Шрифт:
Интервал:
Закладка:
Она не может признаться даже мысленно.
Наверное, это к лучшему.
— Я совершенно ничего к тебе не чувствую.
Уэнсдэй возвращается в академию поздним вечером.
В ушах упорно продолжают звенеть его слова — Ксавье чудовищно долго не позволял ей уйти.
Кричал, захлебываясь слезами, уже привычные отрывистые фразы о том, что она не может так поступить.
Умолял остаться, покрывая лихорадочными поцелуями её бледные дрожащие пальцы и бессвязно шепча что-то о всепоглощающей силе собственной любви.
С отчаянием утопающего цеплялся за её рубашку, не позволяя одеться — и она панически-поспешно натянула только джемпер и джинсы.
И просто-напросто сбежала, оставив в палате большую часть своих вещей.
И значительную часть своего сердца.
Синклер, сидящая за ноутбуком на своей тошнотворно-розовой половине комнаты, встречает её взглядом, полным тревоги.
— Где ты была? — обеспокоенно спрашивает блондинка.

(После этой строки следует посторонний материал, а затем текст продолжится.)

PR #2690, opened 2024-04-08
[RHOAIENG-4727] Compare runs - Parameters expandable section

jpuzz0:
Closes: [RHOAIENG-4727](https://issues.redhat.com/browse/RHOAIENG-4727)

## Description
Compare runs - Parameters expandable section renders runtime config data associated with all selected runs from the `Run list`, where if a run does not share a parameter with another, empty cells are shown. The feature has a switch that allows for showing and hiding of parameter rows based on whether rows possess all of the same value. When row data extends beyond a certain point, horizontal scroll will kick in and the first column representing parameter names will stick while scrolling left and right.

**NOTE:** The design diverged slightly from what the mocks show at the moment. The implementation here is what was recently agreed upon with @yannnz.

image

**Only showing parameters with values that differ between runs**
image

**Empty state**
image

## How Has This Been Tested?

— Энид… Завтра я уезжаю из Невермора. Навсегда.
***
Поначалу он звонит каждый день.
Уэнсдэй купила новый телефон в Джерико за пару часов до того, как села в семейный черный катафалк и, в последний раз окинув витиеватые ворота академии долгим немигающим взглядом, решительно кивнула Ларчу.
Она оставила свой номер одной только Энид, взяв с той клятвенное обещание на мизинце никому больше его не давать под страхом мучительной смерти.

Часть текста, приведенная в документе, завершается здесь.